Vacuum Rabi Splitting and Quantum Fisher Information of a Non-Hermitian Qubit in a Single-Mode Cavity

Abstract: A natural extension of the non-Hermitian qubit is to place it in a single-mode cavity. This setup corresponds to the quantum Rabi model (QRM) with a purely imaginary bias on the qubit, exhibiting the parity-time ($\mathcal{P}\mathcal{T}$) symmetry. In this work, we first solve the $\mathcal{P} \mathcal{T}$ symmetric QRM using the Bogoliubov operator approach. We derive the transcendental function responsible for the exact solution, which can also be used to precisely identify exceptional points. The adiabatic approximation previously used can be easily formulated within this approach by considering transitions between the same manifolds in the space of Bogoliubov operators. By further considering transitions between the nearest-neighboring manifolds, we can analytically obtain more accurate eigen-solutions. Moreover, these simple corrections can capture the main features of the dynamics, where the adiabatic approximation fails.

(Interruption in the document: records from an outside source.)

PR #146, opened 2025-05-01
ci: Tidy up releases, fix stale version.ts issue

BYK:


.github/workflows/merge-jobs.yml
```diff
@@ -51,10 +36,7 @@ jobs:
 
       - name: Package mcp-server
         working-directory: packages/mcp-server
-        run: |
```
dcramer, line 54: wheres build happen?

dcramer:
Wont this still have the same issue where the version is never correct in package.json in main?

.github/workflows/merge-jobs.yml
BYK: Line 29 above. Running build on the root builds all projects in the workspace.

BYK:
>Wont this still have the same issue where the version is never correct in package.json in main?

It will always be the last released version. The value in package.json is managed by Craft releases and the bump-version script which are unchanged. 

We just change where, version.ts file gets it's information which is from the compiler at build time.

PR #154, opened 2025-05-06
feat: Update image and add social preview meta

HazAT:


dcramer:
Wish the logo had the same illustration style and colors :(

dcramer:
got a slightly more color correct image in #252 - just need to update this to get our socials on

Furthermore, the rich characteristics of the vacuum Rabi splitting in the emission spectrum is predicted. The width of the peaks increases with the coupling strength and the imaginary biases, reflecting the nature of open quantum systems. Additionally, we identify a quantum criticality-enhanced effect by calculating the quantum Fisher information. Near the exceptional points, the quantum Fisher information in the $\mathcal{P} \mathcal{T}$ symmetric QRM is significantly higher than that of the non-Hermitian qubit component. This may open a new avenue for enhancing quantum sensitivity in non-Hermitian systems by incorporating coupling with an additional degree of freedom, enabling more precise parameter estimation.